Handling toxic or out-of-scope user input

Claude refuses some requests automatically. Your app should handle refusals gracefully:

def is_refusal(response_text: str) -> bool:
    """Heuristic check for Claude refusals."""
    refusal_signals = [
        "i cannot", "i can't", "i'm unable", "i won't", "i will not",
        "as an ai", "i don't have the ability"
    ]
    lower = response_text.lower()
    return any(signal in lower for signal in refusal_signals)

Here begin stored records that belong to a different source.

PR #7161, opened 2025-03-31
fix(npm-shrinkwrap.json): re-remove dev deps

serhalp:
#### Summary

We accidentally reintroduced dev dependencies in the `npm-shrinkwrap.json` file here: https://github.com/netlify/cli/pull/7119/files?file-filters%5B%5D=.js&file-filters%5B%5D=.json&file-filters%5B%5D=.md&file-filters%5B%5D=.yml&show-viewed-files=true&show-deleted-files=false#diff-3d80e6f9eb8af7a28cbe2209d086150e29b68f860376ee618a0041ca9b5c786dL18-L49.

The deleted script was deleting `package.json#devDependencies` before running `npm i && npm shrinkwrap`, which resulted in the shrinkwrap being built from a modified `package-lock.json` with dev deps removed 😓.

cc @ndhoule

### DIFF
--- a/package.json
+++ b/package.json
@@ -53,7 +53,7 @@
     "test:integration": "vitest run tests/integration/",
     "test:unit": "vitest run tests/unit/",
     "postinstall": "node ./scripts/postinstall.js",
-    "prepublishOnly": "npm shrinkwrap",
+    "prepublishOnly": "node ./scripts/prepublishOnly.js",
     "typecheck": "tsc",
     "typecheck:watch": "tsc --watch"
   },
--- a/scripts/prepublishOnly.js
+++ b/scripts/prepublishOnly.js
@@ -1,0 +1,35 @@
+import * as cp from 'node:child_process'
+import * as fs from 'node:fs/promises'
+import * as path from 'node:path'
+
+const main = async () => {
+  // It's best practice to include a shrinkwrap when shipping a CLI. npm has a bug that makes it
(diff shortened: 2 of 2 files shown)


package.json
```diff
@@ -53,7 +53,7 @@
     "test:integration": "vitest run tests/integration/",
     "test:unit": "vitest run tests/unit/",
     "postinstall": "node ./scripts/postinstall.js",
-    "prepublishOnly": "npm shrinkwrap",
+    "prepublishOnly": "npm install --omit=dev && npm shrinkwrap",
```
serhalp, line 56: hrm, turns out this won't work... https://github.com/npm/cli/issues/4323. We should maybe just bring in https://www.npmjs.com/package/clean-publish 😢.

ndhoule: Don't we need to just add an `npm prune --production` step to the release workflow?

package.json
```diff
@@ -53,7 +53,7 @@
     "test:integration": "vitest run tests/integration/",
     "test:unit": "vitest run tests/unit/",
     "postinstall": "node ./scripts/postinstall.js",
-    "prepublishOnly": "npm shrinkwrap",
+    "prepublishOnly": "node ./scripts/prepublishOnly.js",
```
serhalp, line 56: `:skinner-children-wrong:`

serhalp (commented):
LGTM (can't review because I originally opened it)

ndhoule (approved):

def safe_call(user_message: str) -> str:
    response = client.messages.create(
        model="claude-sonnet-4-6",
        max_tokens=1024,
        messages=[{"role": "user", "content": user_message}]
    )
    text = response.content[0].text
    if is_refusal(text):
        return "I can't help with that in this context. Try rephrasing, or contact support."
    return text

Context window overflow

If your input exceeds the context window, you get an error. Guard against it:

def estimate_tokens(text: str) -> int:
    """Rough estimate: 4 characters ≈ 1 token."""
    return len(text) // 4

MAX_INPUT_TOKENS = 180_000  # leave room for output

def safe_messages(messages: list[dict], system: str = "") -> list[dict]:
    """Trim message history if approaching context limit."""
    system_tokens = estimate_tokens(system)
    budget = MAX_INPUT_TOKENS - system_tokens - 1000  # safety margin

    result = []
    total = 0
    for msg in reversed(messages):
        content = msg.get("content", "")
        tokens = estimate_tokens(str(content))
        if total + tokens > budget:
            break
        result.insert(0, msg)
        total += tokens

    return result

User-facing error messages

Never surface raw API errors to users. Map them to friendly messages:

def user_friendly_error(error: Exception) -> str:
    if isinstance(error, anthropic.RateLimitError):
        return "We're getting a lot of requests right now. Please try again in a moment."
    if isinstance(error, anthropic.APIConnectionError):
        return "Connection issue. Please check your internet and try again."
    if isinstance(error, anthropic.APITimeoutError):
        return "This is taking longer than expected. Please try again."
    if isinstance(error, anthropic.APIStatusError) and error.status_code >= 500:
        return "Something went wrong on our end. We've been notified and are looking into it."
    return "Something went wrong. Please try again."

Robustness is not exciting to build. It is what separates a demo from a product.